民医連新聞

2021年8月3日

第3回評議員会のポイント 岸本事務局長に聞く 総選挙を見据えいのち暮らし優先の日本へ

 全日本民医連は8月21~22日に開く第3回評議員会方針(案)を出しました。半年後に迫った第45回総会に向けて重点を明確にする同方針(案)のポイントは? 全日本民医連の岸本啓介事務局長に聞きました。(丸山いぶき記者)

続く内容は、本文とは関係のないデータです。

PR #9073, opened 2022-06-17
fix(iOS): Fire the native SizeChanged event upon init of Window

kazo0:
fixes https://github.com/unoplatform/nventive-private/issues/402

## PR Type

- Bugfix

Attempting to retrieve the Window.Bounds too early results in a Rect of 0x0

## What is the new behavior?

Initialization of the Windows.UI.XamlWindow fires a SizeChanged event to ensure applications will not recieve an empty Rect when trying to access the Window.Bounds


src/Uno.UI/Extensions/ViewHelper.iOSmacOS.cs
```diff
@@ -231,11 +231,12 @@ public static nfloat StackSubViews(_View thisView, float topPadding, float space
 		/// Gets the orientation-dependent screen size
 		/// </summary>
 		/// <returns></returns>
-		public static CGSize GetScreenSize()
+		public static CGSize GetScreenSize(Window window = null)
 		{
 #if __IOS__
-			var width = Window.Current.NativeWindow.Frame.Width;
-			var height = Window.Current.NativeWindow.Frame.Height;
+			var nativeWindow = window?.NativeWindow ?? Window.Current.NativeWindow;
```
jeromelaban, line 237: We should be validating if `Window.Current.NativeWindow` is null as well.

jeromelaban (approved):

MartinZikmund (approved):

MartinZikmund:
One potential issue is that this is a breaking change:

```
Removed method CoreGraphics.CGSize Uno.UI.ViewHelper.GetScreenSize() not found in ignore set.
```

It may be possible that this is used by some nventive libraries? @jeromelaban In such case we could create a separate `internal` overload instead and call it from the parameterless version with `Window.Current` as parameter.

kazo0:
> One potential issue is that this is a breaking change:
> 
> ```
> Removed method CoreGraphics.CGSize Uno.UI.ViewHelper.GetScreenSize() not found in ignore set.
> ```
> 
> It may be possible that this is used by some nventive libraries? @jeromelaban In such case we could create a separate `internal` overload instead and call it from the parameterless version with `Window.Current` as parameter.

Ah damn I didn't realize the ViewHelper was public

MartinZikmund:
@kazo0 Surprised me too when I was changing it 😀

spouliot (approved):

PR #9114, opened 2022-06-23
perf(macOS): Cache DisplayInformation properties

### LINKED ISSUE #9098: [macOS][iOS] Proposal to cache `[NS|UI]Screen.MainScreen` derived data
### Current behavior

`DisplayInformation` is doing too many native (ObjC) calls on values that rarely changes. Here's a sample of the existing code:

```csharp
public uint ScreenHeightInRawPixels
{
	get
	{
		var screenSize = NSScreen.MainScreen.Frame.Size;
		var scale = NSScreen.MainScreen.BackingScaleFactor;
		return (uint)(screenSize.Height * scale);
	}
}
```

That's four native (ObjC) calls to return the `Height`.

The methods could be optimized, individually, to cache `[NSScreen mainScreen]` saving one native (ObjC) call for each invocation, example:

```csharp
public uint ScreenHeightInRawPixels
{
	get
	{
		var screen = NSScreen.MainScreen;
		return (uint)screen.ConvertRectToBacking(screen.Frame).Height;
	}
}
```

That's _only_ three ObjC calls (and avoids the extra step of multiplication). 

Still the following, unavoidable, code pattern remain very inefficient:

```csharp
var width = di.ScreenHeightInRawPixels;
var height = di.ScreenWidthInRawPixels;
```

since it requires to recompute the same data twice, requiring issuing _again_ the same native calls (twice three ObjC calls).

If this code ends up being called inside a loop (issue) then performance can suffer a lot.  The `get_Scale` inside ["issue"](https://github.com/unoplatform/uno/issues/8597) looks like such an occurrence.

### Expected behavior

Querying `DisplayInformation` properties should be _fast_ and not appear as bottleneck inside benchmarks.

IMHO we can assume that

* Screen changes are infrequent (there's often only one screen for the lifetime of the app);
* A small delay (e.g. 500ms) to detect a screen change wont cause visual issues [1];
* The check for the delay is much smaller than the cost of all the native calls involved;

[1] https://github.com/unoplatform/uno/issues/9027 (about scale) was found reading the code, not reported as an issue (as far as I know).

Create a loop over some properties of `DisplayInformation` and print the time it takes to go over it.

### Workaround

Applications can cache the values.

### Works on UWP/WinUI

_No response_

### Environment

### NuGet package version(s)

_No response_

### Affected platforms

iOS, macOS

### IDE

_No response_

### IDE version

_No response_

### Relevant plugins

_No response_

This affect fixing https://github.com/unoplatform/uno/issues/9027 since it means replacing  the use of **very fast** `readonly` fields with **very slow** calls to `DisplayInformation` properties.

Once the replacement is done the `MainScreen` becomes a large bottleneck inside the Dope benchmark (16 seconds out of the 120 seconds run).

Screen Shot 2022-06-22 at 8 36 30 PM

## Proposal

* Calculate all `[NS|UI]Screen`-based values in a single method
* Call that method if more than 500ms (for example) has gone by since last time it was called
* Change properties to return the cached values

spouliot:
GitHub Issue (If applicable): closes #9098

## PR Type

Calling `DisplayInformation` properties requires several, slow native (ObjC) calls.

## What is the new behavior?

Subscribe to notifications to let us know the `NSWindow` (macOS) or `UIScreen` (macOS) have changed screen (or resolution) so we can cache the values between calls.

## PR Checklist

## Other information

### DIFF
--- a/src/Uno.UWP/Graphics/Display/DisplayInformation.iOS.cs
+++ b/src/Uno.UWP/Graphics/Display/DisplayInformation.iOS.cs
@@ -1,5 +1,4 @@
-﻿#if __IOS__
-using System;
+﻿using System;
 using System.Collections.Generic;
 using System.Linq;
 using System.Text;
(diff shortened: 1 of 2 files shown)


spouliot:
Draft until the iOS version is added.

jeromelaban (approved):

PR #9115, opened 2022-06-23
feat: Initial support for XAML resources trimming on Skia NET 6

ebariche:


src/Uno.UI.FluentTheme.v1/AssemblyInfo.cs
```diff
@@ -8,13 +8,14 @@
 [assembly: InternalsVisibleTo("Uno.Wasm")]
 [assembly: InternalsVisibleTo("Uno.UI.Tests")]
 
-#if NET6_0_OR_GREATER
-[assembly: System.Reflection.AssemblyMetadata("IsTrimmable", "True")]
-#elif __IOS__
+[assembly: AssemblyMetadata("IsTrimmable", "True")]
```
spouliot, line 11: This attribute is ignored by the linker in the legacy SDK (before net6)
IOW it does not matter (much) if it stays under `NET6_0_OR_GREATER` or not

src/Uno.UI.Toolkit/AssemblyInfo.cs
```diff
@@ -1,4 +1,7 @@
-﻿using System.Runtime.CompilerServices;
+﻿using System.Reflection;
+using System.Runtime.CompilerServices;
+
+[assembly: AssemblyMetadata("IsTrimmable", "True")]
```
spouliot, line 4: Only net6+ will trim this assembly.
IOW The pre-net6 linker won't process this assembly.
Is that ok ?

src/Uno.UI.FluentTheme.v1/AssemblyInfo.cs
jeromelaban: We need this to be enabled for the netstandard2.0 target (for skia+gtk), this is why it's forcibly added for all targets.

jeromelaban (approved):

Issue #8339, opened 2022-03-15
Breaking changes rollup


MartinZikmund:
- [ ] `ElevatedView`'s `CornerRadius` property is already declared in base `Control` - it should be enough to observe its changes

## For which Platform:

All

Youssef1313:
Consider removing this in the next major release:

https://github.com/unoplatform/uno/blob/4666c66d75ea47c9156ea79c5d1e83465fdf570d/src/SourceGenerators/Uno.UI.SourceGenerators/XamlGenerator/XamlCodeGeneration.cs#L871-L873

Youssef1313:
Also https://github.com/unoplatform/uno/blob/master/src/Uno.Foundation/HResult.cs

I think it should be removed. It's unused, and https://docs.microsoft.com/en-us/uwp/api/windows.foundation.hresult?view=winrt-22621 says:

> When programming with .NET, this class is hidden

Youssef1313:
It might also be a good idea to expose `HtmlImage` publicly

https://github.com/unoplatform/uno/blob/88d7a4024ccdcaa07a6b8cd056ba55ef4e92865e/src/Uno.UI/UI/Xaml/Controls/Image/Image.wasm.cs#L17-L22

It should be used only by Uno, I think

Youssef1313:
Also https://github.com/unoplatform/uno/blob/88d7a4024ccdcaa07a6b8cd056ba55ef4e92865e/src/Uno.UI/UI/Xaml/Controls/Control/Control.cs#L997-L998

Youssef1313:
`CornerRadius` and `CornerRadiusProperty` should be removed from `ElevatedView`. See https://github.com/unoplatform/uno/pull/10138#discussion_r996273357

Youssef1313:
@MartinZikmund I assume these will go into Uno 5 (next major release)? If so, should we have a branch to work on these earlier?

MartinZikmund:
> @MartinZikmund I assume these will go into Uno 5 (next major release)? If so, should we have a branch to work on these earlier?

I think that is a good idea, we could prep them in this branch https://github.com/unoplatform/uno/tree/dev/5.0-breaking-changes

jeromelaban:
For breaking changes let's use a branch named `feature/breaking-changes` instead, the CI is already setup properly.

MartinZikmund:
# Repro generator

This issue was classified as not reproducible with a code sample or test.

**Reason:** Breaking changes tracking epic.

PR #9126, opened 2022-06-24
fix(iOSmacOS): Obsolete the use of readonly fields

### LINKED ISSUE #9027: [macos][ios] Issues with ViewHelper
### Current behavior

This code does not always work as expected:

```csharp
#if __IOS__
		public static readonly nfloat MainScreenScale = UIScreen.MainScreen.Scale;
		public static readonly bool IsRetinaDisplay = UIScreen.MainScreen.Scale > 1.0f;
#elif __MACOS__
		public static readonly nfloat MainScreenScale = NSScreen.MainScreen.UserSpaceScaleFactor;
		public static readonly bool IsRetinaDisplay = NSScreen.MainScreen.UserSpaceScaleFactor > 1.0f;
#endif
```

Both fields are evaluated and assigned only when the (static) constructor is executed.
https://docs.microsoft.com/en-us/dotnet/csharp/language-reference/keywords/readonly

Which means they will always match the **then** current (at execution time) screen/monitor. 

IOW if the app starts on a 4K monitor and is moved to an HD monitor the (cached) values will still reflect the 4K monitor.

Note: this is also a problem for iOS / iPadOS where multiple screens are becoming more commons.

### Expected behavior

Calling the fields should return the correct values for the currently used screen/monitor (at time of the call).

_No response_

### Workaround

Avoid using the fields and call the API.

### Works on UWP/WinUI

_No response_

### Environment

### NuGet package version(s)

_No response_

### Affected platforms

iOS, macOS

### IDE

_No response_

### IDE version

_No response_

### Relevant plugins

_No response_

Since the fields are public removing them would be a **breaking change**.

However they will never work as someone would expect them since they can only be assigned inside the constructor.

## Proposal

1. Decorate the readonly fields with `[Obsolete]`. This avoids the breaking changes and will notify developers to use something else;

2. Provide new properties (not fields) that can be used to replace both fields;

3. Ensure the old fields are not used inside any calculation inside Uno;

spouliot:
GitHub Issue (If applicable): closes #9027

## PR Type

- Bugfix

`ViewHelper` has C# `readonly` fields for `MainScreenScale` and `IsRetinaDisplay` that are evaluated only once. IOW they are set to the current screen when the evaluation is done and moving the window to a different screen will not update the values.

## What is the new behavior?

Both `readonly` fields are now decorated with `[Obsolete]` attributes giving update instructions to directly use (now cached) `DisplayInformation` properties. This ensure the current (screen) values will be given for every call during the app lifetime.

## PR Checklist

## Other information

### DIFF
--- a/src/Uno.UI/Extensions/ViewHelper.iOSmacOS.cs
+++ b/src/Uno.UI/Extensions/ViewHelper.iOSmacOS.cs
@@ -1,5 +1,6 @@
 ﻿using System;
 using System.Collections.Generic;
+using System.ComponentModel;
 using System.Drawing;
 using System.Runtime.CompilerServices;
 using Uno.UI.Extensions;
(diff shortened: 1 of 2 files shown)


src/Uno.UI/Extensions/ViewHelper.iOSmacOS.cs
```diff
@@ -27,15 +28,19 @@ namespace Uno.UI
 	public static class ViewHelper
 	{
 #if __IOS__
+		[Obsolete("This return the value from the original screen. Use 'DisplayInformation.RawPixelsPerViewPixel' to get the value for the current screen.")]
```
jeromelaban, line 31: We generally don't mark fields as obsolete because it's breaking for warning-as-error-enabled builds. Let's mark those fields are non-browsable for now, and we can introduce a breaking change in Uno 5 (https://github.com/unoplatform/uno/issues/8339).

jeromelaban (approved):
Nice ! Let's validate the screenshot comparison results as well.

jeromelaban:
Screenshots look good!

 私たちは過去にない試練のなか連帯し、団結して奮闘してきました。互いの奮闘をたたえあい、さらに確信をもって実践し、展望を切り開きましょう。
 第45回総会までの残る半年間は、新型コロナウイルス感染症へのとりくみ(第1章)とともに、第3章で示した(1)いのちを優先し憲法を生かす社会をめざす運動、(2)健康格差にタックルし「医療・介護活動の2つの柱」の深化、受療権を守るたたかいと経営、(3)高い倫理観と変革の視点を養う職員育成、医師の確保と養成の前進、をすすめていきます。

■医療崩壊くり返すな

 第1章では、新型コロナウイルス感染症へのとりくみと今後の対策について、とりわけ今般の感染急拡大への危機感をのべました。
 政府が国民にあらゆる面で自粛を求める一方で、東京オリンピック・パラリンピックの開催を強行したことは、完全に矛盾したメッセージであり、感染拡大は必至です。全日本民医連は、「いまからでも中止の決断を」と求めます。
 第4波の大阪では、重症病床使用率が5月に108%、大阪府が当初確保した重症病床数の150%となり、医療が崩壊しました。その結果、重症患者が軽症・中等症対応の医療機関や施設に留め置かれ、保健所のフォローアップや救急搬送体制も破たん、死者が増加しました。二度とくり返してはなりません。
 全日本民医連はひきつづき、職員のいのちと健康を守る活動を第一義的課題とし、第5波を最小限の被害にとどめる運動として、ワクチン接種、検査の拡充、生業(なりわい)と生活が成り立つ補償、医療・介護事業所への財政支援・減収補てんに全力をあげます。

■政府の失政は明らか

 第2章では、第2回評議員会からの半年間の情勢の特徴をまとめました。
 菅政権は今なお、国がこれまで医療費を削減し、感染症病床や保健所の体制整備、人材育成を怠ってきたことへの反省・総括をしていません。骨太方針2021では的外れにも、国・自治体から医療機関への要請・指示権限強化などを掲げ、社会保障解体をさらにすすめようとしています。
 立憲主義・民主主義の破壊に加え、ジェンダー平等やLGBTをめぐる差別発言、デジタル監視法、土地利用規制法の採決強行など、基本的人権すら制限。戦争する国づくり、憲法改悪にも固執し、「憲法改正国民投票法」の改定を強行しました。自らのコロナ対応の失政を改憲論議にすり替え、緊急事態条項の創設もねらっています。

■第45回総会に向けて

 秋の総選挙は、政権交代も視野に入れた大きな節目になります。理事会は「いのちが最優先される社会への転換を」と総選挙の要求を決定しました。第3章では職員のみなさんに、主権者、医療・介護・福祉の従事者として、いのちの現場から選挙に参加することを呼びかけます。先の国会で強行採決された医療を壊す2つの法律、消費税を財源に病床削減を推進する法律と、75歳以上の高齢者の医療費窓口負担を2割化する法律の実施中止、見直しを実現しましょう。
 コロナ禍の影響は多岐にわたります。人権や倫理にかかわる問題にも直面しています。日常に潜む人権侵害に気づけるかどうかが私たちに問われています。「人権Cafe」に全職員でとりくみ、共同組織とともに「いのちの相談所」や食糧支援など、困難を抱えるすべての人を対象に、とりくみを発展させましょう。
 経営はコロナ関連の補助金などを勝ち取り、一時的に改善したものの、依然、厳しい状況です。患者負担の軽減、診療報酬・介護報酬の大幅引き上げへ、たたかいを強めましょう。
 医師の確保と養成、働き方改革もかならず前進しなければならない課題です。この点ではぜひ、第3回評議員会で積極的な議論を期待します。